Tamil parliamentarians pictured last year protesting against the Sri Lankan state’s indiscriminate violence against Tamils in the east. |
The TNA is a coalition of Sri Lanka’s four largest Tamil parties.
Outlining the humanitarian and human rights crisis that has emerged in the wake of Colombo’s military project, the TNA said: “the Sri Lankan State’s objective is to resolve the Tamil National question by military means.”
“We strongly submit that the Sri Lankan State will not conform to international norms or standards,” the TNA said.
“Only by the International Community taking a principled stand on the question of the right to self determination of the Tamil people and by taking meaningful steps, can the Sri Lankan State be made to realize that it cannot continue with the present disastrous trend,” the TNA argued.

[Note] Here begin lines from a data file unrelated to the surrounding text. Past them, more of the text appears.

PR #477, opened 2026-09-13
feat(attention): fixed-m splash attention kernel with dynamic bounds and safety fallbacks

Perseus14:
### Summary

Implements the single-device fixed-m splash attention kernel using Pallas on Cloud TPU.

Instead of tracking an online-softmax running max per KV block, eligible (head, Q-block) pairs
subtract a *precomputed* shift derived from a Cauchy-Schwarz bound on the logits, which lets the
numerator and denominator accumulate directly in FP32.

- **Dynamic eligibility bounding.** The two constants are derived from the actual KV length rather
  than pinned to one operating point:
  $$C(N) = 127 - \lceil\log_2 N\rceil - \lceil\log_2 V_{\max}\rceil, \qquad W(N) = C(N) + 125, \qquad \text{gate} = \left\lfloor \frac{W(N)}{2} \right\rfloor$$
  With the shift $m_i = \lceil U_i \rceil - C(N)$ built from the Cauchy-Schwarz bound
  $U_i = \max_i \lVert q_i \rVert \max_j \lVert k_j \rVert$, every shifted exponent satisfies
  $z_j - m_i \ge C(N) - (U_i + \lceil U_i \rceil) \ge -125 > -126$, so no term flushes to subnormal
  and no accumulator overflows.
- **Virtual K-centering, opt-in.** Centers logits via the register-level projection
  $q_i^\top \bar{k}$ without ever writing $(K - \bar{k})$ back to HBM. This shrinks $U_i$ (and so
  admits more heads); it does **not** loosen the gate — see below. On the ring path it activates
  **only when the caller supplies `k_mean`**; see the next section for why that is load-bearing.
- **Ragged sequence handling.** Dynamic tail slicing in `last_compute_body_fixed` lets physically
  unpadded KV sequences run without out-of-bounds access.
- **Relayout optimization.** Hoists the base-2 logit rescale $Q \cdot \log_2 e$ above the Ulysses
  all-to-all so XLA fuses the scalar multiply into the upstream projection, saving 185 MB of HBM
  traffic per layer.
- **Input validation & API hygiene.** Explicitly rejects legacy 2D `mk` arrays (`[H, num_q_blocks]`) at entry with a clear `ValueError`, preserves keyword-only `*,` delimiter in `make_custom_ring_attention`, and derives head-dim padding dynamically from `query.shape[-1]`.

### This PR is additive: `main`'s $R > 1$ behaviour is unchanged

Centering and the Cauchy-Schwarz bound are a **matched pair**. If the kernel exponentiates centered
logits $q \cdot (k_j - \bar{k})$ while the caller's eligibility bound was built from raw $K$, the
bound caps the wrong quantity — $\lVert k \rVert$ does not bound $\lVert k - \bar{k} \rVert$ — and a
tile can clear the gate while the logit it was supposed to cap overflows fp32.
`RingRawKeyBoundUnsoundTest` pins that down in pure arithmetic: keys all of norm 100 give a raw bound
of 100 against a gate of 116, while the centered max logit is ~200 and the shifted exponent exceeds
$2^{128}$.

This revision makes centering **opt-in**: the kernel centers only when handed a `k_mean`.
Callers that supply one also supply centered norms; callers that do not keep the uncentered path,
which is sound against the two-sided $\lfloor W/2 \rfloor$ bound. `main`'s $R > 1$ caller passes no
`k_mean`, so it is left running exactly as before and the restriction is gone. Net effect: this PR
adds the fixed-m kernel without changing any behaviour `main` already has, and **merges safely on its
own**. #478 then turns centering on by supplying both halves of the pair.

### Why the gate is halved, and why `is_ring` does not change it

Review raised that `get_fixed_m_constants` accepts `is_ring` but ignores it, and that the gate is
half the legacy `_FIXED_M_SAFE_BOUND = 213`. Both observations are correct; the conclusion that the
centered path should get the full window $W$ is not.

The appealing argument is that K-centering forces the realized row max $M \ge 0$, so only one side
needs absorbing. It fails because the shift is built from $U$, not from $M$: the worst case stays
$C - (U + \lceil U \rceil)$ whether or not the keys are centered. Wiring `is_ring` up to return $W$
for the Ulysses path reproduces the exact bug the halving was introduced to fix — at $N = 4096$,
$W = 232$, so a query of norm $231.01$ against exactly-centered keys passes the gate and then
silently loses **11.8% of the softmax mass** (0.882 vs 1.0) as its negative logits flush to zero.
`test_adversarial_centered_keys_softmax_mass_loss` and `test_cpu_proof_invariant_bounds` both pin
this down.

**Measured cost of the strict gate.** Instrumented over a full WAN 2.2 720p generation on v6e-8
(1280 metadata calls per gate, $N = 75{,}600$):

| gate | derivation | entries falling back | calls with any fallback |
|---:|---|---:|---:|
| **113** | $\lfloor W/2 \rfloor$ (shipped) | **0.73%** | 112 / 1280 |
| 201 | relative mass loss $\le 2^{-10}$ incl. the $N$ multiplicity | 0.45% | 56 / 1280 |
| 218 | relative mass loss $\le 2^{-10}$ per term | 0.44% | 56 / 1280 |
| 227 | $W$ | 0.43% | 54 / 1280 |

So the strict gate costs about 0.3 percentage points of extra fallback over the loosest alternative.

### Verification

- `custom_splash_fixed_m_test.py`: **23 passed** on TPU (dynamic bounds, non-divisible sequences, legacy 2D `mk` rejection, adversarial centered-key regression, hybrid fallbacks).
- `ring_fixed_m_test.py`: **36 passed, 1 skipped** on TPU.
- Rebased cleanly on latest `origin/main` (`1bc54811`).
- Linting: `pyink --pyink-indentation=2 --line-length=125` and `ruff check` clean.


src/maxdiffusion/kernels/custom_splash_attention.py
```diff
@@ -105,26 +183,31 @@ def _flash_attention_kernel(
...
+    # Virtual K-centering applies the row-specific projection: m_i = m_B + q_i^T \bar{k}.
+    m_base = mk_ref[0, h, i]
+    if k_mean_ref is not None:
+      qf = q_ref[...].astype(float32)
+      km = k_mean_ref[h // q_heads_per_kv_head, :].astype(float32)
+      mu = (qf * km[None, :]).sum(axis=1)[None, :]
+      m_fixed = m_base + mu
+    else:
+      m_fixed = m_base
     m_scratch_ref[...] = jnp.broadcast_to(m_fixed, m_scratch_ref.shape)
```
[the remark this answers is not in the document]
Perseus14: Done!

syhuang22 (commented):
A few things before this can go in though:

- If this lands on its own, fixed-m gets turned off for R>1 (`use_fixed_m = False` in `_ulysses_ring_custom_attention`, it only comes back in #478). That breaks the recipe we ship today. Can we split the stack so each PR is safe to merge by itself?
- Cutting the Ulysses gate from 213 to 113 feels more conservative than we need. With centered keys, the mass you can lose is bounded by 2^(ceil(U)-C-126), so a gate around C+116 already keeps the loss under 0.1%. Could you share fallback rates so we can pick the number?
- `mk[0]` means something different now, but a 2D `mk` still gets silently broadcast. Can we just raise on that?
- The V check never fired in my runs on WAN 2.2 (every call passed), and it only exists because C moved from 88 to 102. Is it worth the extra complexity?
- Please put back the comments that explain the Mosaic cliff and k-smoothing. They save the next person a lot of pain.

src/maxdiffusion/models/attention_flax.py
```diff
@@ -1356,6 +1454,24 @@ def _ulysses_ring_custom_attention(
...
+  # relies on. Centering the norms requires the same global k_mean the kernel
+  # computes internally, which is not plumbed to the caller in this change.
+  # R > 1 therefore falls back to online softmax, which needs no bound at all.
+  if use_fixed_m and num_ring_shards > 1:
+    max_logging.log(
+        f"[attention] fixed-m is not available for ring degree R={num_ring_shards} "
+        "(R = context_shards // ulysses_shards); falling back to online softmax. "
+        "Set ulysses_shards == ici_context_parallelism for R=1 to use fixed-m."
+    )
+    use_fixed_m = False
```
syhuang22: This turns off fixed-m for R>1, which is the ring2 x uly2 recipe we ship today. #478 turns it back on, so let's not land this one alone.

src/maxdiffusion/kernels/custom_splash_attention.py
```diff
@@ -47,30 +48,104 @@ def __init__(
...
+  # Safe window W(N) = C(N) - (-126.0) - 1.0 = C(N) + 125.0
+  safe_window = recenter - fp32_min_normal_exp - 1.0
+
+  # For integer threshold K = floor(W / 2), U <= K guarantees U + ceil(U) <= 2K <= W(N).
+  # For ANY logit S in [-U, U], the shifted exponent S - m_base satisfies:
+  #   S - m_base >= -U - (ceil(U) - C(N)) = C(N) - (U + ceil(U)) >= C(N) - W(N) = -125.0 >= -126.0.
+  # This guarantees that negative logits never flush to zero in normal FP32, preventing silent
+  # loss of significant softmax probability mass even when keys are mean-centered.
+  # Both ring and non-ring paths strictly adhere to this two-sided bound.
+  safe_bound = float(int(safe_window // 2))
```
syhuang22, line 189: This halves the Ulysses gate (213 -> 113). With centered keys the row mean is 0, so Jensen caps the lost mass at 2^(ceil(U)-C-126). Something like C+116 keeps it under 2^-10 without halving. What do fallback rates look like at 113?

src/maxdiffusion/kernels/custom_splash_attention.py
```diff
@@ -47,30 +48,104 @@ def __init__(
...
+
+  Returns:
+    True if `2**recenter` is representable in `dtype`.
+  """
+  return float(jnp.finfo(jnp.dtype(dtype)).maxexp) > float(recenter)
+
+
+def get_fixed_m_constants(
+    kv_seq_len: int,
+    is_ring: bool = False,
```
syhuang22, line 116: `is_ring` isn't used. Drop it?

src/maxdiffusion/kernels/custom_splash_attention.py
```diff
@@ -499,7 +591,37 @@ def _splash_attention_forward(
...
+    fixed_m_recenter, _ = get_fixed_m_constants(actual_kv_seq_len, is_ring=False)
+
+  # Scalar-prefetch operand carrying per-head / per-Q-block fixed-m data:
+  #   mk[0, h, i] = m_B (precomputed block fixed-m base shift), mk[1, h, i] = eligibility.
+  # A dummy is supplied for online callers; the kernel ignores it.
+  if use_fixed_m and mk is None:
+    raise ValueError("`mk` metadata array is required when `use_fixed_m=True`.")
+  if mk is None:
+    mk = jnp.zeros((2, num_q_heads, grid_height), jnp.float32)
+  elif mk.ndim == 2:
```
syhuang22, line 780: `mk[0]` used to be max||k||, now it's m. Broadcasting an old 2D `mk` would silently read one as the other. Can we just raise? (same at L797)

src/maxdiffusion/kernels/custom_splash_attention.py
```diff
@@ -105,26 +191,32 @@ def _flash_attention_kernel(
   # a single body per block, and the fixed bound stays PINNED through the
   # ragged last KV block, so every hop reports the identical m and the hops
   # combine by plain accumulation.
-  #
-  # Both must move together. Pinning without the uniform promise needs a
-  # SECOND body in the last block (fixed and online), and a two-body last
-  # block degrades the instruction schedule of the WHOLE grid -- measured 3x
-  # slower end to end, which is the cliff the design doc's D3 warns about.
-  # Keeping this one flag rather than two makes that combination unspellable.
   fixed_only = use_fixed_m and uniform_fixed_m
```
syhuang22, line 251: Can we keep the comment that was here? It's the only thing explaining why pinning and `uniform_fixed_m` must go together (two-body last block = Mosaic cliff, ~3x slower).

syhuang22 (commented):
Some line-level notes to go with my comment above.

src/maxdiffusion/kernels/custom_splash_attention.py
```diff
@@ -642,12 +786,16 @@ def v_index_map(h, i, j, *_):
   grid_height = (actual_q_seq_len + bq - 1) // bq
   grid = (num_q_heads, grid_height, grid_width)
 
-  # Scalar-prefetch operand carrying per-head fixed-m data (same convention as
-  # `_splash_attention_forward`): mk[0, h] = max_j||k_j|| over ALL ring shards
-  # (the caller all-reduces this over the ring axis), mk[1, h] = eligibility.
+  # Scalar-prefetch operand carrying per-head / per-Q-block fixed-m data:
+  #   mk[0, h, i] = max_j||k_j|| over ALL ring shards
```
syhuang22: Nit: comment still says `mk[0]` is max||k||.

src/maxdiffusion/kernels/custom_splash_attention.py
```diff
@@ -47,30 +48,104 @@ def __init__(
...
-# Fixed-m softmax-bound constants. Instead of tracking the online-softmax
-# running max per KV block, eligible heads subtract a precomputed per-query
-# upper bound on the logits (Cauchy-Schwarz: max_j q_i.k_j <= ||q_i|| *
-# max_j||k_j||). _FIXED_M_RECENTER (C) shifts the exp2 exponents up so the
-# largest surviving term stays above the f32 subnormal-flush floor 2^-126:
-# with k-smoothing the per-row max is >= 0, so the max term has exponent
-# >= -ceil(bound) + C, which stays > -126 while ceil(bound) <=
-# _FIXED_M_SAFE_BOUND (= C + 126 - 1 of margin). Heads whose worst-case bound
-# exceeds the gate fall back to online softmax (the "sink" heads).
+# Legacy fixed-m bounds preserved for backwards compatibility
```
syhuang22: Only the tests use these now. Delete, or say why they're kept?

src/maxdiffusion/models/attention_flax.py
```diff
@@ -840,6 +840,69 @@ def ring_scan_body(carry, _):
...
+    if num_q_heads % num_kv_heads != 0:
+      raise ValueError(f"num_q_heads ({num_q_heads}) must be divisible by num_kv_heads ({num_kv_heads}) for GQA fixed-m.")
+    q_heads_per_kv_head = num_q_heads // num_kv_heads
+    mk_h_sq = jnp.repeat(mk_h_sq, q_heads_per_kv_head, axis=1)  # (batch, num_q_heads)
+
+  dtype_safe = custom_splash.fixed_m_dtype_is_safe(query.dtype, recenter)
+  v_ok = 1.0 if dtype_safe else 0.0
+  if dtype_safe and value is not None:
+    v_max_sq = (value.astype(jnp.float32) ** 2).max()
+    v_ok = (v_max_sq <= (v_max_bound**2)).astype(jnp.float32)
```
syhuang22, line 880: This never tripped in my WAN 2.2 runs. It's only needed because C went 88 -> 102, which buys gate 106 -> 113. Worth it?

src/maxdiffusion/models/attention_flax.py
```diff
@@ -923,27 +980,39 @@ def wrap_ulysses_attention(query, key, value, attention_mask):
...
+      recenter, safe_bound = custom_splash.get_fixed_m_constants(actual_kv_seq_len, is_ring=False)
+
+      k_mean = None
       if use_fixed_m:
-        # k-smoothing (output-invariant): subtracting the per-row key mean
-        # forces every logit row to have mean 0, hence row-max >= 0 — the
-        # precondition that keeps the fixed-m Cauchy-Schwarz bound flush-free.
-        key = key - jnp.mean(key, axis=2, keepdims=True)
+        k_mean = jnp.mean(real_key.astype(jnp.float32), axis=2)
+        if k_mean.shape[-1] < 128:
```
syhuang22, line 996: Nit: hard-coded 128, can we use the padded head dim? (same at L1556)

src/maxdiffusion/models/attention_flax.py
```diff
@@ -1774,6 +1942,32 @@ def ulysses_custom_fixed_m_kernel(q, k, v, context):
       use_base2_exp=context.get("use_base2_exp", True),
       use_experimental_scheduler=context.get("use_experimental_scheduler", False),
       use_fixed_m=True,
+      per_q_block=False,
```
syhuang22, line 1927: Heads-up: `ulysses_custom_fixed_m` goes from per-row m to per-head m here. Fine for safety, but worth mentioning in the description.

src/maxdiffusion/kernels/splash_attention/ring_attention_kernel.py
```diff
@@ -1132,7 +1255,6 @@ def _lse_scan(_):
 
 
 def make_custom_ring_attention(
```
syhuang22, line 1261: Was removing the keyword-only `*` on purpose? With this many bool args it's a nice guard.

src/maxdiffusion/generate_ltx_video.py
```diff
@@ -213,9 +213,7 @@ def run(config):
 
   for prompt_idx, current_prompt in enumerate(prompts):
     prompt_word_count = len(current_prompt.split())
-    enhance_prompt = (
-        prompt_enhancement_words_threshold > 0 and prompt_word_count < prompt_enhancement_words_threshold
-    )
+    enhance_prompt = prompt_enhancement_words_threshold > 0 and prompt_word_count < prompt_enhancement_words_threshold
```
syhuang22, line 216: Unrelated formatting change, mind dropping it?

src/maxdiffusion/models/attention_flax.py
Perseus14: Fixed in `44dfe632` — removed this `use_fixed_m = False` override and made K-centering opt-in (`k_mean is not None`) on the ring path, so `R > 1` continues to run fixed-m safely when PR #477 is merged on its own.

src/maxdiffusion/kernels/custom_splash_attention.py
Perseus14: Good catch — updated both `_splash_attention_forward` (`L780`) and `_splash_attention_forward_ring` (`L981`) to raise an explicit `ValueError` when `mk.ndim == 2`, and added `test_legacy_2d_mk_raises_value_error` in `custom_splash_fixed_m_test.py`.

src/maxdiffusion/kernels/custom_splash_attention.py
Perseus14: Restored in `custom_splash_attention.py:L239-L250`!

src/maxdiffusion/kernels/custom_splash_attention.py
Perseus14: Fixed in `custom_splash_attention.py:L774` and `L973` — both comments now accurately document `mk[0, h, i] = m_B` (precomputed block fixed-m base shift).

src/maxdiffusion/kernels/custom_splash_attention.py
Perseus14: Added an explicit explanation at `custom_splash_attention.py:L67-L70` noting that these legacy constants are retained as the static reference point against which `get_fixed_m_constants(N)` is calibrated and tested in `custom_splash_fixed_m_test.py`.

src/maxdiffusion/models/attention_flax.py
Perseus14: Done! Moved `_pad_data_for_flash` before the `k_mean` pad in `_ulysses_attention` (`attention_flax.py:L1071`) and replaced hard-coded `128` with `query.shape[-1]` (matching `q.shape[-1]` in `ring_attention_kernel.py:L945`).

src/maxdiffusion/models/attention_flax.py
Perseus14: Good callout! Updated the PR description to explicitly note that `ulysses_custom_fixed_m` uses per-head $m_B$ metadata (`per_q_block=False`), while `ulysses_custom_fixed_m_per_q_block` provides finer per-Q-block granularity.

src/maxdiffusion/kernels/splash_attention/ring_attention_kernel.py
Perseus14: Restored `*,` after `orig_kv_seq_len: int` in `make_custom_ring_attention` (`ring_attention_kernel.py:L1308`). All callers already use keyword arguments.

src/maxdiffusion/generate_ltx_video.py
Perseus14: Dropped in `44dfe632` — `generate_ltx_video.py` is completely untouched now.

src/maxdiffusion/models/attention_flax.py
Perseus14: Yes — raising $C(N)$ from `88` to `102` gives us +7 on the safe bound (`106 -> 113`), which meaningfully improves fixed-m hit rates. On the ring path (`_ring_fixed_m_norms_pre_a2a`), `vn_local` is fused into the single `(ulysses, ring)` `pmax` collective alongside `qn` and `kn`, so it adds zero extra collectives and `<0.05 ms/step` while guaranteeing fail-closed protection against FP32 numerator overflow (`inf`/`NaN`) if a LoRA or fine-tuned checkpoint produces `|V| > 256`.

src/maxdiffusion/kernels/custom_splash_attention.py
Perseus14: Kept `is_ring: bool = False` in the signature (with `del is_ring` and an explicit note at L166–188) so the ~20 callers across `attention_flax.py`, `ring_attention_kernel.py`, and the test suite self-document whether they are passing the distributed ring sequence length (`shard_len * R`) vs local shard length. Happy to remove the keyword arg across those call sites if you prefer a stricter signature!

src/maxdiffusion/kernels/custom_splash_attention.py
Perseus14: On Wan 2.2 720p/81f (40 steps), `per_q_block=True` + K-centering shrinks the realized Cauchy-Schwarz product $U = \|q\| \cdot \|k - \bar{k}\|$ by $>2.2\times$, so **99.4% of Q-blocks** pass gate `113` on 1D Ulysses (`U=4`), and **82.0% of calls** pass on Ring `R=2` (higher than `main`'s 70.0% at gate `213`).

The reason we keep `floor(W/2) = 113` even with centered keys is that $m_B = \lceil U_{\text{block}} \rceil - C$ is shared across all rows in a Q-block (or head), not computed per individual row. If a block has an outlier row with $U_{\text{block}} \approx C + 116$ and a quiet row with $\|q_i\| \approx 0$ ($z_{i,j} \approx 0$), shifting the quiet row by $m_B$ gives exponents $0 - m_B \approx -116$. If $U_{\text{block}}$ approached $C + 126$, quiet rows in that block would underflow to zero denominator ($0/0 = \text{NaN}$) despite centered keys. `floor(W/2)` prevents both negative-logit underflow on high-norm rows and zero-logit underflow on quiet rows in the same block.

syhuang22 (dismissed):

src/maxdiffusion/models/attention_flax.py
```diff
@@ -840,6 +840,69 @@ def ring_scan_body(carry, _):
...
+    q_heads_per_kv_head = num_q_heads // num_kv_heads
+    mk_h_sq = jnp.repeat(mk_h_sq, q_heads_per_kv_head, axis=1)  # (batch, num_q_heads)
+
+  dtype_safe = custom_splash.fixed_m_dtype_is_safe(query.dtype, recenter)
+  v_ok = 1.0 if dtype_safe else 0.0
+  if dtype_safe and value is not None:
+    v_max_sq = (value.astype(jnp.float32) ** 2).max()
+    v_ok = (v_max_sq <= (v_max_bound**2)).astype(jnp.float32)
+
+  num_q_blocks = q_len // block_q
```
eltsai, line 895: nit: here we are using floor division but the kernel uses `grid_height = (actual_q_seq_len + bq - 1) // bq` (ceil). Can we do a `if q_len % block_q != 0` check here?

src/maxdiffusion/kernels/splash_attention/ring_attention_kernel.py
```diff
@@ -859,6 +864,12 @@ def _custom_ring_attention_forward(
     bidirectional: bool = False,
     use_fixed_m: bool = False,
     fixed_m_norms: tuple[jax.Array, jax.Array] | None = None,
+    fixed_m_norms_squared: bool = True,
+    per_q_block: bool = False,
```
eltsai: this is set as True by default in other places, we can change it for consistency

src/maxdiffusion/models/attention_flax.py
```diff
@@ -1469,23 +1589,51 @@ def wrap_ulysses_ring_attention(query, key, value):
...
+            fixed_m_recenter=recenter,
         )
+
+        def _run_uniform(q, k, v, m, km):
+          return jax.vmap(splash_kernel_uniform, in_axes=(0, 0, 0, 0, 0))(q, k, v, m, km)
+
+        def _run_hybrid(q, k, v, m, km):
+          return jax.vmap(splash_kernel_hybrid, in_axes=(0, 0, 0, 0, 0))(q, k, v, m, km)
+
+        raw_out = jax.lax.cond(all_fixed, _run_uniform, _run_hybrid, query, key, value, mk_arr, k_mean)
```
eltsai, line 1640: I wonder what is the cost of the lax.cond here (maybe it's worth separating a cond-free variant)

src/maxdiffusion/models/attention_flax.py
Perseus14: Thanks! `_compute_fixed_m_metadata` now raises a `ValueError` when `q_len % block_q != 0`. That way the per-block metadata can't silently cover fewer blocks than the kernel's ceil-div `grid_height`.

src/maxdiffusion/kernels/splash_attention/ring_attention_kernel.py
Perseus14: Done!

PR #484, opened 2026-09-16
Fix optimizer state restoration and multi-host sharding in WAN trainer

ninatu:
Previously, optimizer state restoration was silently failing as a no-op because `state.replace(opt_state=...)` returns a new TrainState rather than mutating in place, and its return value was discarded.

Fixing the assignment exposed that the restored optimizer state had no device sharding applied:

1. Restored optimizer state from checkpoints must be explicitly sharded across the device mesh (`state_shardings.opt_state`) to run on device.

2. Because Orbax checkpoint key paths diverge from live Optax PyTree structures (string indices vs. JAX KeyEntry objects and trailing `.value` wrappers), `restore_optimizer_state_by_path` was added to map restored checkpoint leaves onto the target sharded PyTree structure.

3. In `max_utils.device_put_replicated`, populating device shards from host arrays via `jax.make_array_from_callback` caused eager cross-process coordination failures across multi-host setups. Converting input arrays to local NumPy arrays (`np.asarray(arr)`) allows clean, process-local slicing per device shard without inter-host dispatch.


src/maxdiffusion/max_utils.py
```diff
@@ -503,9 +503,13 @@ def device_put_replicated(x, sharding):
...
   to also shard an array based on sharding.
   """
+  if isinstance(x, jax.Array) and hasattr(x, "sharding") and x.sharding == sharding:
+    return x
+
   arr = getattr(x, "value", x)
+  arr_np = np.asarray(arr)
   shd = getattr(sharding, "value", sharding)
-  res = jax.make_array_from_callback(arr.shape, shd, lambda index: arr[index])
+  res = jax.make_array_from_callback(arr_np.shape, shd, lambda index: arr_np[index])
```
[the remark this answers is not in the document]
ninatu: For Wan optimizer restoration, `jax.device_put(arr, shd)` does not work in multi-host setups and fails with:

`ValueError: When the second argument to device_put is a Device, the first argument must be a fully addressable array or a non-addressable array with a single device sharding. Got value with devices {CpuDevice(id=4096), CpuDevice(id=6144), CpuDevice(id=2048), CpuDevice(id=0)}`

Additionally, **the array is already on the CPU host**: the restored checkpoint leaves are loaded from Orbax on a replicated CPU mesh, not on accelerator devices, so `np.asarray(arr)` is not performing an expensive device-to-host transfer.

src/maxdiffusion/trainers/base_wan_trainer.py
```diff
@@ -49,6 +52,59 @@ def _to_array(x):
...
+    target_opt_shardings: Any,
+    restored_opt_state: Any,
+) -> Any:
+  """Restores optimizer state by matching exact parameter paths and applying sharding."""
+  if isinstance(restored_opt_state, (dict, flax.core.FrozenDict)):
+    flat_restored = flax.traverse_util.flatten_dict(restored_opt_state)
+    raw_items = flat_restored.items()
+  else:
+    leaves_with_path, _ = jax.tree_util.tree_flatten_with_path(restored_opt_state)
+    raw_items = leaves_with_path
```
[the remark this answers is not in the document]
ninatu: Done.

entrpn:
@Perseus14 can you take a look?

src/maxdiffusion/trainers/base_wan_trainer.py
```diff
@@ -178,9 +227,11 @@ def start_training(self):
     with nn_partitioning.axis_rules(self.config.logical_axis_rules):
       pipeline, opt_state, step = self.checkpointer.load_checkpoint()
     restore_args = {}
-    if opt_state and step:
-      restore_args = {"opt_state": opt_state, "step": step}
+    if opt_state is not None:
+      restore_args["opt_state"] = opt_state
       del opt_state
+    if step is not None:
+      restore_args["step"] = step
```
Perseus14, line 234: Could we handle weights-only checkpoints explicitly? This advances the training loop while Adam and its LR schedule restart at zero, making the actual and logged learning rates inconsistent. We should either reset the loop too or define how the schedule continues without optimizer state.

src/maxdiffusion/trainers/base_wan_trainer.py
```diff
@@ -261,21 +312,27 @@ def training_loop(self, pipeline, optimizer, learning_rate_scheduler, train_data
...
       state = jax.lax.with_sharding_constraint(state, state_spec)
       state_shardings = nnx.get_named_sharding(state, mesh)
-      if jax.process_index() == 0 and restore_args:
-        max_logging.log("--- Optimizer State Sharding Spec (opt_state) ---")
-        pretty_string = pprint.pformat(state_spec.opt_state, indent=4, width=60)
-        max_logging.log(pretty_string)
-        max_logging.log("------------------------------------------------")
+      if restore_args.get("step") is not None:
+        step = restore_args.get("step", 0)
+        state = state.replace(step=step)
```
Perseus14: Could we restore the saved `TrainState.step` and resume the loop from it? Checkpoint `100` is saved after `101` updates, but this restores step `100` while optimizer counters are at `101`. The loop also repeats iteration `100`. For legacy checkpoints, `checkpoint_index + 1` matches the existing save convention.

Perseus14 (commented):
Thanks for the fix @ninatu! Added a few comments, PTAL!

src/maxdiffusion/trainers/base_wan_trainer.py
ninatu: Agreed, weights-only now don't init the step (resets the loop to 0) and print a warning.

src/maxdiffusion/trainers/base_wan_trainer.py
ninatu: Good catch! fixed by resuming at N+1 for both `start_step` and `TrainState.step`.
The alternative would be returning `TrainState.step` from `self.checkpointer.load_checkpoint`
instead of the `step`, but that felt confusing given we pass `step` explicitly in
`checkpointer.save_checkpoint(step, ...)`, the two would mean different things. Let me know
if you disagree.

src/maxdiffusion/trainers/base_wan_trainer.py
```diff
@@ -256,26 +307,51 @@ def eval(self, mesh, eval_rng_key, step, p_eval_step, state, scheduler_state, wr
...
+          # and the loop starts at step 0, so it already reflects N+1 applied
+          # updates. Resume at N+1 so that iteration N is not re-run, and so
+          # that TrainState.step stays aligned with the optimizer's internal
+          # step count, which actually drives the LR schedule.
+          state = state.replace(step=step + 1)
+          start_step = step + 1
+          max_logging.log(f"Resuming training from step {start_step}")
+      else:
+        # Weights-only: no optimizer state means no schedule position.
+        # Resetting to 0 keeps the applied LR and the logged LR consistent.
```
Perseus14, line 346: Resetting the loop to zero works! One minor thing to note, as the existing checkpoint folder already contains specific steps checkpoint, so the new training run will skip saving the checkpoints at those steps. We might need to ensure that the new checkpoints are saved to a different folder.

Very minor edge case

ninatu: Good point. I updated the logic so that when resuming from weights-only, it automatically appends `_from_weights_<step>` to the run_name and re-initializes the checkpointer. This redirects all new checkpoints and TensorBoard logs into a fresh subfolder so they don't overlap.

And another point, I also had to include a fix for the flaky test_make_dreambooth_train_iterator test that  started to fail (I'm not sure why nobody got the same problem before). It was a race condition where parallel test workers were colliding over downloads to a shared, hardcoded /tmp/ directory. I updated the test to use an isolated tempfile.TemporaryDirectory() instead.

“Since 1956, the democratic verdicts of the Tamil people in the North-East, at every successive election, have overwhelmingly supported this demand for self determination. All activities by the Tamil people in support of this demand were non-violent and peaceful.”
But the Sri Lankan State “has consistently denied the right to self determination to the Tamil people, and through the 1972 and 1978 Constitutions enacted without the consent of the Tamil people, enshrined the unitary system of government which is the antithesis of the right to self- determination.”
“Racial pogroms were unleashed against the Tamil people. Moderate Tamil political leadership over a period of three decades, despite valiant efforts failed to achieve positive results,” the TNA pointed out.
“It was in these circumstances that an armed struggle by the Tamil people commenced to defend the themselves from the genocidal intent of the Sri Lankan State and to further the struggle to realize the right to self determination.”
Saying that Liberation Tigers of Tamil Eelam (LTTE) “are at the forefront leading this struggle for self determination of the Tamil people,” the TNA argued: “due to the intransigence of the Sri Lankan State, the struggle yet continues.”
The Sri Lankan Armed forces are over 99% Sinhalese, the Police forces are over 95% Sinhalese, and are openly hostile to the Tamil people, the parliamentarians said.
“The Tamil people look upon the Sri Lankan armed forces as an Army of occupation and have every reason to fear [them],” the TNA said.
“The Sri Lankan State’s objective is to resolve the Tamil National question by military means,” it said, adding that since President Mahinda Rajapakse came to power, he has pursued military operations in flagrant violation of the ceasefire agreement signed in 2002 between the Sri Lankan State and the LTTE.
Meanwhile “violence against Tamil civilians has been a continuing phenomenon, and has escalated since 2006,” the TNA said.
The military uses heavy weapons indiscriminately against Tamil residential areas, the MPs said. “Though the Government claims that such attacks were directed against identified LTTE targets, the victims have very frequently and mainly been Tamil civilians.”
The Sinhala government was blockading Tamil areas and stopping international aid agencies from providing humanitarian relief, it said.
“Supplies of food and medicine to the civilian population have been obstructed by the Armed Forces, thus using food as a weapon of war. International and domestic NGOs and aid workers were denied access to these areas.”
There have been over 3,900 extra-judicial killings of Tamil civilians by the security forces and allied paramilitaries in 2006, and over 700 people were killed in the first three months of 2007, the TNA said, adding: “Over the past one year over 1000 Tamils are believed to have ‘disappeared’.”
Military attacks by the Rajapakse regime have displaced over 300,000 Tamils with another 20,000 fleeing to India. Apart from these, “over 250,000 Tamil civilians displaced by Tsunami and over 300,000 displaced during the earlier phase of violence have not yet been resettled.”
Instead of resettling people, in many places, the government was declaring large tracts of Tamil areas as High Security Zones and it is unlikely that the displaced Tamils would be allowed to resettle in these areas, the TNA said.
“This action of the Government is tantamount to ethnic cleansing,” the TNA said, also pointing to the forced eviction of hundreds of Tamils from the capitol, Colombo, in July.